(Collected data)
---
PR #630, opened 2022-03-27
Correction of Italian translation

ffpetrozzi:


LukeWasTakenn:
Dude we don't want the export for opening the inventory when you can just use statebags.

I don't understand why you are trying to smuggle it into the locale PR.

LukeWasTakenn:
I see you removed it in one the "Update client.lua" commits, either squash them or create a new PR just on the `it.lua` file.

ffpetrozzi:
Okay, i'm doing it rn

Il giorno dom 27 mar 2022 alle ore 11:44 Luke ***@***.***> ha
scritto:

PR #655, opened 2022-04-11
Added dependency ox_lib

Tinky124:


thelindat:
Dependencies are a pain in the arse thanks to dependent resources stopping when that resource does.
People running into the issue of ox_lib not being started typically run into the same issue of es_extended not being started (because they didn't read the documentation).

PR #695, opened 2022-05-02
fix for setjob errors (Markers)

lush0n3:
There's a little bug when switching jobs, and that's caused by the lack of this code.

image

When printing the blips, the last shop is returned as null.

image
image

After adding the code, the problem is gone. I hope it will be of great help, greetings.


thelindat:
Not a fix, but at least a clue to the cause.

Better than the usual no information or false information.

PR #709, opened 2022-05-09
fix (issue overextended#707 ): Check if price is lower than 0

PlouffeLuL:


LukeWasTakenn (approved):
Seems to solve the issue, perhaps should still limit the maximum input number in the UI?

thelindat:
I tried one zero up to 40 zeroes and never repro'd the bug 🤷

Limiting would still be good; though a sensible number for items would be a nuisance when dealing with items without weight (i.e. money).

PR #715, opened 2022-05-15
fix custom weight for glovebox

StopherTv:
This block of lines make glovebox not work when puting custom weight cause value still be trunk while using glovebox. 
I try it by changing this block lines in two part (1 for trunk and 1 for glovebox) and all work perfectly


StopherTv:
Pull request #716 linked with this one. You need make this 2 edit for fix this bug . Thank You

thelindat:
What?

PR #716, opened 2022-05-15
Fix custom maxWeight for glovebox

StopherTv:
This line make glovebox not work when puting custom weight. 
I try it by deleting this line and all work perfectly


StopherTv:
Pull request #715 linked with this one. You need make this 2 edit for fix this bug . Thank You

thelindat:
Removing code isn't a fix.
---
(YOUR INSTRUCTIONS): Give the data again, unchanged in every line.

(TASK SOLUTION):
PR #630, opened 2022-03-27
Correction of Italian translation

ffpetrozzi:


LukeWasTakenn:
Dude we don't want the export for opening the inventory when you can just use statebags.

I don't understand why you are trying to smuggle it into the locale PR.

LukeWasTakenn:
I see you removed it in one the "Update client.lua" commits, either squash them or create a new PR just on the `it.lua` file.

ffpetrozzi:
Okay, i'm doing it rn

Il giorno dom 27 mar 2022 alle ore 11:44 Luke ***@***.***> ha
scritto:

PR #655, opened 2022-04-11
Added dependency ox_lib

Tinky124:


thelindat:
Dependencies are a pain in the arse thanks to dependent resources stopping when that resource does.
People running into the issue of ox_lib not being started typically run into the same issue of es_extended not being started (because they didn't read the documentation).

PR #695, opened 2022-05-02
fix for setjob errors (Markers)

lush0n3:
There's a little bug when switching jobs, and that's caused by the lack of this code.

image

When printing the blips, the last shop is returned as null.

image
image

After adding the code, the problem is gone. I hope it will be of great help, greetings.


thelindat:
Not a fix, but at least a clue to the cause.

Better than the usual no information or false information.

PR #709, opened 2022-05-09
fix (issue overextended#707 ): Check if price is lower than 0

PlouffeLuL:


LukeWasTakenn (approved):
Seems to solve the issue, perhaps should still limit the maximum input number in the UI?

thelindat:
I tried one zero up to 40 zeroes and never repro'd the bug 🤷

Limiting would still be good; though a sensible number for items would be a nuisance when dealing with items without weight (i.e. money).

PR #715, opened 2022-05-15
fix custom weight for glovebox

StopherTv:
This block of lines make glovebox not work when puting custom weight cause value still be trunk while using glovebox. 
I try it by changing this block lines in two part (1 for trunk and 1 for glovebox) and all work perfectly


StopherTv:
Pull request #716 linked with this one. You need make this 2 edit for fix this bug . Thank You

thelindat:
What?

PR #716, opened 2022-05-15
Fix custom maxWeight for glovebox

StopherTv:
This line make glovebox not work when puting custom weight. 
I try it by deleting this line and all work perfectly


StopherTv:
Pull request #715 linked with this one. You need make this 2 edit for fix this bug . Thank You

thelindat:
Removing code isn't a fix.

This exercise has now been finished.